Folha - Mas o círculo que você traça em seu filme não é, especificamente, aquele em que vivem as mulheres no Irã? A situação delas me parece bem diferente da situação das mulheres modernas ocidentais, já emancipadas.
Panahi -
Esses limites não existem apenas para mulheres. Para os homens também. Eu não conheço muito a cultura de vocês, mas com certeza vocês também têm os seus limites. Do ponto de vista de vocês, os limites que existem em meu país talvez pareçam mais duros. Mas existem alguns países em que os limites são ainda maiores. É importante que um artista toque nos pontos problemáticos de seu país.
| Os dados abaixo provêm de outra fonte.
PR #395, opened 2016-04-25
Use move cursor when hovering over drag region

jdfreder:


betatim:
actually, the merge button is green when coverage isn't done yet. :-/ slower merging in the future.

jdfreder:
CodeCov seems to have a slow response time sometimes :/

rgbkrk:
All good!

static/styles/main.css
```diff
@@ -57,6 +57,7 @@ td {
     z-index: 999;
     width: 50px;
     height: 100%;
+    cursor: move;
```
rgbkrk, line 60: I never knew about this and CSS. 😧

jdfreder, line 60: Oh, yeah, there are a bunch of different cursors you can choose from.  It's awesome. :heart: css

rgbkrk:
ok wow. This feels ​_real_​ good. What a great tweak. As a user it feels natural to select within the output area now, regardless of when the `I` appears.

However, when a markdown cell is in edit mode it shouldn't be draggable.

screenshot 2016-04-25 13 05 59

Otherwise you can't select your beginning text very easily.

jdfreder:
The editor should probably be padded to match the left start of the code editor, what do you think?

jdfreder:
#396

rgbkrk:
The only reason I kept the markdown cell as full width before was to match the old notebook. Open to trying this!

Folha - Essas imagens das janelinhas me remetem ao filme da Samira Makhmalbaf, das garotas que ficam trancafiadas em casa ("A Maçã"). Os crimes cometidos pelas personagens de seu filme permanecem mal-explicados. A situação beira o kafkaniano. A impressão que fica do filme é que o Irã é um país que encarcera suas mulheres.
Panahi -
Eu não acho que você pode pegar dois filmes e tirar uma conclusão sobre toda a cultura de um país. Cada filme enfoca um problema e, nesse foco, você vê o problema numa dimensão exagerada. Suponhamos que eu viesse fazer um filme aqui. A primeira coisa que chama a minha atenção é o número de policiais. Em todo o mundo, eu nunca vi tanta polícia na rua. Tem polícia para todo lado. O que isso quer dizer? Que não há segurança? Se eu fizesse um filme sobre isso, as pessoas diriam que a segurança é um grande problema no Brasil, mas a vida, de alguma forma, continua...

Folha - Aquela ferida no rosto de uma das personagens que fugiu da prisão significa o quê?
Panahi -
O cinema iraniano é diferente do cinema hollywoodiano, em que o diretor explica tudo. O público deve formar sua idéia própria. Não existe razão para explicar isso.

Folha - Mas é possível concluir que aquela mulher apanhou na prisão, não?
Panahi -
Você pode pensar que isso se passou na prisão, fora da prisão ou qualquer outra coisa.

Folha - No seu primeiro filme, "O Balão Branco", você partia de um roteiro de Abbas Kiarostami que remetia muito aos curtas dele. Em "O Espelho", dando continuidade ao seu trabalho com a menina Aida Mohammad, você já afirmava sua independência, mas ainda seguindo os passos de Kiarostami, nessa reviravolta anti-ilusionista do cinema iraniano que começou, se não me engano, com "Close-Up". "O Círculo", no entanto, nos obriga a uma visão retrospectiva de seu trabalho. E o que notamos é que, enquanto Kiarostami sempre se restringiu, apesar de sua universalidade, aos homens, você sempre trabalhou com mulheres. A questão da condição da mulher é o que o distancia de Kiarostami?
Panahi -
Cada um tem o seu ponto de vista do cinema. Kiarostami tem seu caminho e sua maneira de fazer filmes. E nesse caminho, ele é o mestre. Não deveríamos comparar temas masculinos e temas femininos. Eles são apenas desculpas para falarmos de nós mesmos.
Como eu queria falar de limites, tentei falar dos maiores limites, os mais fechados, que são os da mulher. Eu não aceito que existam maneiras de fazer filmes sobre mulheres ou homens. Todos estamos falando sobre a humanidade.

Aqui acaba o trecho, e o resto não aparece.